> EXERCISE
Below are records; output exactly the lines from the one with "get_current_byte(file) - 4);" through their final line.

++++

PR #2008, opened 2026-01-10
fix(matroska): abort parsing on invalid EBML ID to prevent infinite loop

pulk17:
[FIX] matroska: Abort parsing on invalid element ID (0xFFFFFFFF) to prevent infinite loops

---

### Summary
This PR fixes a critical regression where the legacy C Matroska parser (`matroska.c`) enters an infinite loop when encountering invalid EBML IDs (specifically `0xFFFFFFFF`) or EOF conditions inside segment/cluster loops.

### The Issue
In `parse_segment`, `parse_segment_cluster`, and related functions, the loop structure was:
1. Read EBML ID.
2. If ID is unknown, log warning and `skip_bytes`.
3. If the ID is `0xFFFFFFFF` (EOF/Error), `skip_bytes` skips 0 bytes.
4. The loop repeats indefinitely, consuming 100% CPU and flooding logs.

### The Fix
Added an explicit check for `code == 0xFFFFFFFF` in the parsing loops. The parser now detects this "Invalid ID" state and aborts the loop gracefully with a specific error message.

### Verification
Tested against corrupted/truncated MKV samples that previously caused hangs.
* **Before:** Infinite loop, process hangs.
image

* **After:** Logs "Invalid EBML ID... Aborting segment parsing" and exits successfully.
image
image

### DIFF
--- a/src/lib_ccx/matroska.c
+++ b/src/lib_ccx/matroska.c
@@ -126,11 +126,11 @@ void parse_ebml(FILE *file)
 
 		// Safety check to prevent infinite loop on invalid EBML ID
 		if (code == 0xFFFFFFFF)
-    	{
-	        mprint(MATROSKA_WARNING "Invalid EBML ID 0xFFFFFFFF encountered at position " LLD ". Aborting segment parsing to prevent infinite loop.\n", 
-            	   get_current_byte(file) - 4);
-        	break;
-    	}
+		{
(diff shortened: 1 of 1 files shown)


cfsmp3:
Already fixed (note though that this PR is fixing the symptom but not the underlying problem)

++++

> EXERCISE OUTPUT
-            	   get_current_byte(file) - 4);
-        	break;
-    	}
+		{
(diff shortened: 1 of 1 files shown)


cfsmp3:
Already fixed (note though that this PR is fixing the symptom but not the underlying problem)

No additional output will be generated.